» GIVEN ENTRIES
PR #194, opened 2021-05-20
SIDE-1914: Add User Aptitude

DanielWagersOlive:
- Test in Self Test Loop just checks for a populated token
- Some formatting changes were included


ldk/javascript/src/user/index.ts
```diff
@@ -0,0 +1,15 @@
+/**
+ * The User aptitude gives access to Olive Helps user related information
+ */
+import { promisify } from "../promisify";
+
+export interface User {
+    /**
+     * Returns a JWT with the current username in the subject field
```
cshields-oliveai, line 8: You'll want to use the `@returns` annotation here so its parsed by typedoc I do believe.

ldk/javascript/src/user/index.ts
```diff
@@ -0,0 +1,15 @@
+/**
```
cshields-oliveai, line 1: We added basic unit tests for all of the other aptitudes. I'd vote to keep this aptitude consistent (even though they are just asserting that calls are being made to our `oliveHelps` reference).

cshields-oliveai (approved):

ldk/javascript/src/user/index.ts
DanielWagersOlive: Not a fan.  The tests are extremely low value (imo), don't document anything, and probably add more confusion and build time.  But I'll do it if the team values consistency.

ldk/javascript/src/user/index.ts
DanielWagersOlive: Thanks.  Will do.

DanielWagersOlive: Done.

BrettMugglinOlive (approved):

PR #196, opened 2021-05-26
SIDE-2191 - expose update function/ make onClose optional

scottkipferOlive:
This PR:
-  exposes the `whisper.update` function
- make `onClose` optional when creating a whisper.


cshields-oliveai (approved):
Only recommendation I could make here is to add a new test to self-test-loop that includes update.

ldk/javascript/src/types/oliveHelps/index.d.ts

» WORK REQUEST
Quote, without any change, each line from the one that contains "PR #196, opened 2021-05-26" through the end of the material.

» REPLY
PR #196, opened 2021-05-26
SIDE-2191 - expose update function/ make onClose optional

scottkipferOlive:
This PR:
-  exposes the `whisper.update` function
- make `onClose` optional when creating a whisper.


cshields-oliveai (approved):
Only recommendation I could make here is to add a new test to self-test-loop that includes update.

ldk/javascript/src/types/oliveHelps/index.d.ts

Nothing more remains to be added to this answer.